Directions: Look through the data below. Pick out the lines holding the string "following".

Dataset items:
PR #191, opened 2020-07-15
When moving a window to next/prev display, try to keep it in the same position if possible

jonathanjbutler:
When moving a window to next/prev display, check if it is either maximized, or left/right half of current display, if so apply that same position on new display.

Started looking into this, and these 3 positions are the ones that I use the most. This was good enough for my usage so I figured I would open a PR.

If this is a feature you would accept a PR with more work for let me know, if not no worries.

Also feels like there's a better way to implement this, so if you have any thoughts let me know.

### DIFF
--- a/Rectangle/WindowAction.swift
+++ b/Rectangle/WindowAction.swift
@@ -65,6 +65,11 @@ enum WindowAction: Int {
                          firstFourth, secondFourth, thirdFourth, lastFourth,
                          topLeftSixth, topCenterSixth, topRightSixth, bottomLeftSixth, bottomCenterSixth, bottomRightSixth
     ]
+    
+    static let positionalActions = [leftHalf, rightHalf, centerHalf, topHalf, bottomHalf,
+                                    topLeft, topRight, bottomLeft, bottomRight,
+                                    maximize
+    ]
 
     func post() {
         NotificationCenter.default.post(name: notificationName, object: ExecutionParameters(self))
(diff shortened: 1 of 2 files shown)


rxhanson:
Cool, thanks for posting this. It's something that I've thought about implementing multiple times. I'll let you know when I get a chance to think through this and give some direction, as it's functionality I would like in the app.

rxhanson:
Sorry that it took me so long to get back to you on this one. I've kinda been chewing on the best way to roll this in and haven't quite determined how I would want this to be. I would like to have the new size on the monitor be the action that put the window into it's current position before the monitor move. This way behavior would be more consistent and independent of things like windows that don't resize properly. I'm still wanting to get this feature in, and will post back when I determine a path forward.

jonathanjbutler:
Hey I rebased this and made it a bit more flexible to support a few more positions. Still somewhat hacky but I use this everyday so figured it was worth updating

rxhanson:
Thanks for the update! I think I will actually merge this for the next release with a terminal flag for enabling it. I'll post back when I have some Rectangle dev time and take another look at this.

rxhanson:
Well, I couldn't bring myself to merge it in as-is. 

I did write it in a different way for the most recent release (0.45), and if anyone is up for trying it out, that would be great.

It can be enabled with the following terminal command:
`defaults write com.knollsoft.Rectangle attemptMatchOnNextPrevDisplay -int 1`

My implementation does not compare sizes, which means that manually maximizing a window is not going to trigger this behavior. It does allow for more actions to automatically handled, though.

rxhanson:
Just doing some housekeeping and I think I'll close this one out. If you get a chance to try my implementation out or have any further thoughts on this, let me know.

PR #209, opened 2020-08-28
Add `specified`  WindowAction

oltv00:
The main purpose of the functionality is to add a hotkey to change the window size to a specific one.

The case that occurred to me is:
I work on 3440x1440 ultra wide 21:9 I want to change the screen size of some windows to a specific one.

As a basis, I took the standard screen resolution of the MacBook Pro 15', 1680x1050

You can change this with the command in the terminal:
defaults write com.knollsoft.Rectangle specifiedHeight -float 1050
defaults write com.knollsoft.Rectangle specifiedWidth -float 1680

### DIFF
--- a/Rectangle.xcodeproj/project.pbxproj
+++ b/Rectangle.xcodeproj/project.pbxproj
@@ -8,6 +8,7 @@
 
 /* Begin PBXBuildFile section */
 		12D896200936C0DE9FF41FB4 /* (null) in Frameworks */ = {isa = PBXBuildFile; };
+		30166BD024F27D6A00A38608 /* SpecifiedCalculation.swift in Sources */ = {isa = PBXBuildFile; fileRef = 30166BCF24F27D6A00A38608 /* SpecifiedCalculation.swift */; };
 		6327EAA4FEECF2AE087FCD30 /* Pods_RectangleTests.framework in Frameworks */ = {isa = PBXBuildFile; fileRef = 81D6E6EACB077B1A204F3A62 /* Pods_RectangleTests.framework */; };
 		981F27D12340E3E1006CD263 /* InternetAccessPolicy.plist in Resources */ = {isa = PBXBuildFile; fileRef = 981F27D02340E3E1006CD263 /* InternetAccessPolicy.plist */; };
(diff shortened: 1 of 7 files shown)


rxhanson:
First of all, thanks for creating a PR!

It is possible to [specify a width and height of "almost maximize"](https://github.com/rxhanson/Rectangle#almost-maximize), but it is nice to have this as an additional window action.

I am actually planning on adding another tab to the settings where a user can specify any number of additional shortcuts that correspond to a width/height/location. If I don't get to it in the near future, then I will merge this in.

MrNotch9:
@rxhanson is there an ETA for the custom dimensions feature?

rxhanson:
@MrNotch9 I did write a custom dimensions feature for Rectangle, but it just didn't fit with the Rectangle vibe. The feature inherently has some complexity to it, and because one of the app's main strong points is simplicity, it just didn't feel right adding it to Rectangle.

I did add it to [Hookshot](https://hookshot.app) in the wrench/ruler tab. (Hookshot is a paid app). 

In terms of this pull request, I've kind of had a hard time figuring out what I want to do. My current preference is to just have a single terminal command that can configure one custom shortcut and dimensions, without any modifications to the UI. This pull request adds a shortcut recorder to the UI. Parsing a shortcut from text (terminal command) would require some work, but I think that's the only way I would consider rolling it in to Rectangle.

MrNotch9:
@rxhanson I just wanted to say that I'd really love this feature in rectangle. If you're worried about simplicity, maybe you could add a toggle that enables the custom dimensions feature and another tab appears in the settings pane? If the feature's toggled off the `custom dimensions tab` would be hidden.

rxhanson:
@MrNotch9 Thanks for the feedback and the idea. I gave that some thought when I implemented it, and I still prefer keeping it out of Rectangle. Maintaining an open source app is a different kind of commitment than maintaining a closed source app, and the benefits of keeping Rectangle simple in terms of code is also a large part of my decision making on which features make the cut. As mentioned in regard to this PR, I'm not opposed to having some kind of custom functionality within Rectangle, as long as it's a slimmer, no-ui-involved change.

rxhanson:
As mentioned, I would merge a PR with this kind of functionality, minus the UI changes. In v0.41, the nsuserdefaults for shortcuts are now stored as a dictionary of the keycode and modifier flag integer values. This makes it not as big a deal (to me) to avoid adding another shortcut recorder to the UI. 

Just doing some housekeeping and closing this one out, but feel free to create a new PR without the UI changes.

PR #1236, opened 2020-02-25
XWIKI-11269: WYSIWYG word is not consistent on different pages

sanjithpk:
XWIKI-11269: WYSIWYG word is not consistent on different pages
Link: https://jira.xwiki.org/browse/XWIKI-11269

Before:
image

After:
image

### DIFF
--- a/xwiki-platform-core/xwiki-platform-user/xwiki-platform-user-profile/xwiki-platform-user-profile-test/xwiki-platform-user-profile-test-docker/src/test/it/org/xwiki/user/test/ui/UserProfileIT.java
+++ b/xwiki-platform-core/xwiki-platform-user/xwiki-platform-user-profile/xwiki-platform-user-profile-test/xwiki-platform-user-profile-test-docker/src/test/it/org/xwiki/user/test/ui/UserProfileIT.java
@@ -71,7 +71,7 @@ public class UserProfileIT
 
     private static final String USER_BLOGFEED = "http://xwiki.org/feed";
 
-    private static final String WYSIWYG_EDITOR = "Wysiwyg";
+    private static final String WYSIWYG_EDITOR = "WYSIWYG";
 
     private static final String TEXT_EDITOR = "Text";
 


xwiki-platform-core/xwiki-platform-user/xwiki-platform-user-profile/xwiki-platform-user-profile-test/xwiki-platform-user-profile-test-docker/src/test/it/org/xwiki/user/test/ui/UserProfileIT.java
```diff
@@ -71,7 +71,7 @@
 
     private static final String USER_BLOGFEED = "http://xwiki.org/feed";
 
-    private static final String WYSIWYG_EDITOR = "Wysiwyg";
+    private static final String WYSIWYG_EDITOR = "WYSIWYG";
```
surli: This is actually a piece of code dedicated to test the interface: it will looks for the String "Wysiwyg", changing it is more likely to break some tests since it won't find that String anymore.

It's more likely that the changes should take place in the templates, in xwiki-platform-web or in xwiki-platform-flamingo-skin-resources. It's also possible that some of them are in wiki pages in XML files.

9inpachi:
Hi @sanjithpk 

Please change the Pull Request title to follow the standard practices as mentioned in the issue itself
```
The summary of the Pull Request must have a first line matching the JIRA issue following by a colon and then the title of this issue
```
That is, the commit name and the PR name for this issue would be: `XWIKI-11269: WYSIWYG word is not consistent on different pages`
See: https://dev.xwiki.org/xwiki/bin/view/Community/DevelopmentPractices#HRule:AlwaysputaJIRAissuereferenceincommitmessages

9inpachi:
@surli is right.

Also keep in mind that when you change the value in the settings, you will have to change the value anywhere where we get the text editor preference so nothing is broken.

xwiki-platform-core/xwiki-platform-user/xwiki-platform-user-profile/xwiki-platform-user-profile-test/xwiki-platform-user-profile-test-docker/src/test/it/org/xwiki/user/test/ui/UserProfileIT.java
sanjithpk: > 
> 
> This is actually a piece of code dedicated to test the interface: it will looks for the String "Wysiwyg", changing it is more likely to break some tests since it won't find that String anymore.
> 
> It's more likely that the changes should take place in the templates, in xwiki-platform-web or in xwiki-platform-flamingo-skin-resources. It's also possible that some of them are in wiki pages in XML files.

So what kind of changes should I make? CSS text-transform?

surli: No here most of the work is only to locate where those strings are used in the UI and where they are defined in the code. And, instead of using each time a new version of "WYSIWYG" string, the idea is to always rely on the same translation key: that way we ensure consistency over the whole interface, and it might be change in another language by translating it.

PR #1238, opened 2020-02-26

sanjithpk:

Before:
image

After:
image

### DIFF
--- a/xwiki-platform-core/xwiki-platform-user/xwiki-platform-user-profile/xwiki-platform-user-profile-ui/src/main/resources/XWiki/XWikiUserSheet.xml
+++ b/xwiki-platform-core/xwiki-platform-user/xwiki-platform-user-profile/xwiki-platform-user-profile-ui/src/main/resources/XWiki/XWikiUserSheet.xml
@@ -553,6 +553,10 @@ div.userDashboard, #dashboardPane .dashboard {
   padding: 5px 10px 10px;
 }
 
+div.userInfo {
+  border-radious: 5px;
+}
+
 /* ----- Profile ----- */
 td.recentChangesLeft, .recentChangesMoreActions {
   display:none;


xwiki-platform-core/xwiki-platform-user/xwiki-platform-user-profile/xwiki-platform-user-profile-ui/src/main/resources/XWiki/XWikiUserSheet.xml
```diff
@@ -553,6 +553,10 @@ div.userDashboard, #dashboardPane .dashboard {
   padding: 5px 10px 10px;
 }
 
+div.userInfo {
+  border-radious: 5px;
```
mflorea: Why 5px? And is this the only user profile section without round borders?

surli:
Thanks for your proposal here! The work looks good, but you made an arbitrary decision to use a 5px border radius, where as @mflorea said on the issue, this should be at least discussed and agreed on the issue. 

At least what would be good would be to introduce a less variable for the radius and to use it wherever it's needed.

vmassol:
How is it done for the "user profile menu"? How many pixels there? Is there a variable introduced there or is it hardcoded?

PS: I haven't studied the jira but the title says "Use round borders on the user profile sections to be consistent with the user profile menu" which seem to indicate it's already the case for the "user profile menu".

sanjithpk:
> 
> 
> How is it done for the "user profile menu"? How many pixels there? Is there a variable introduced there or is it hardcoded?
> 
> PS: I haven't studied the jira but the title says "Use round borders on the user profile sections to be consistent with the user profile menu" which seem to indicate it's already the case for the "user profile menu".
> 
> PPS: If it's hardcoded there too, we could also apply this PR and create a new jira to introduce a less variable.

image

I think the user was comparing it with above image and saying it was not consistent. I'm not too sure.

sanjithpk:
> 
> 
> Thanks for your proposal here! The work looks good, but you made an arbitrary decision to use a 5px border radius, where as @mflorea said on the issue, this should be at least discussed and agreed on the issue.
> 
> At least what would be good would be to introduce a less variable for the radius and to use it wherever it's needed.

Yeah I did not think of that, because I did it in XML. 

I'll try to implement it in less with a variable.

vmassol:
See https://matrix.to/#/!ikPtGZaGWtyblizzlR:matrix.xwiki.com/$15827267191394IyoDM:matrix.xwiki.com?via=matrix.org&via=matrix.xwiki.com&via=nltrix.net

sanjithpk:
I will come up with a new PR where I implement round borders using the less variable @border-radius-base, so I will be closing this issue.

PR #1241, opened 2020-02-27
XWIKI-15490: Children macro not working for a document with a double quote in its name

manuelleduc:
Escape double quotes before calling documentTree.

### DIFF
--- a/xwiki-platform-core/xwiki-platform-index/xwiki-platform-index-tree/xwiki-platform-index-tree-macro/src/main/resources/XWiki/ChildrenMacro.xml
+++ b/xwiki-platform-core/xwiki-platform-index/xwiki-platform-index-tree/xwiki-platform-index-tree-macro/src/main/resources/XWiki/ChildrenMacro.xml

Task response:
It can be enabled with the following terminal command:
The summary of the Pull Request must have a first line matching the JIRA issue following by a colon and then the title of this issue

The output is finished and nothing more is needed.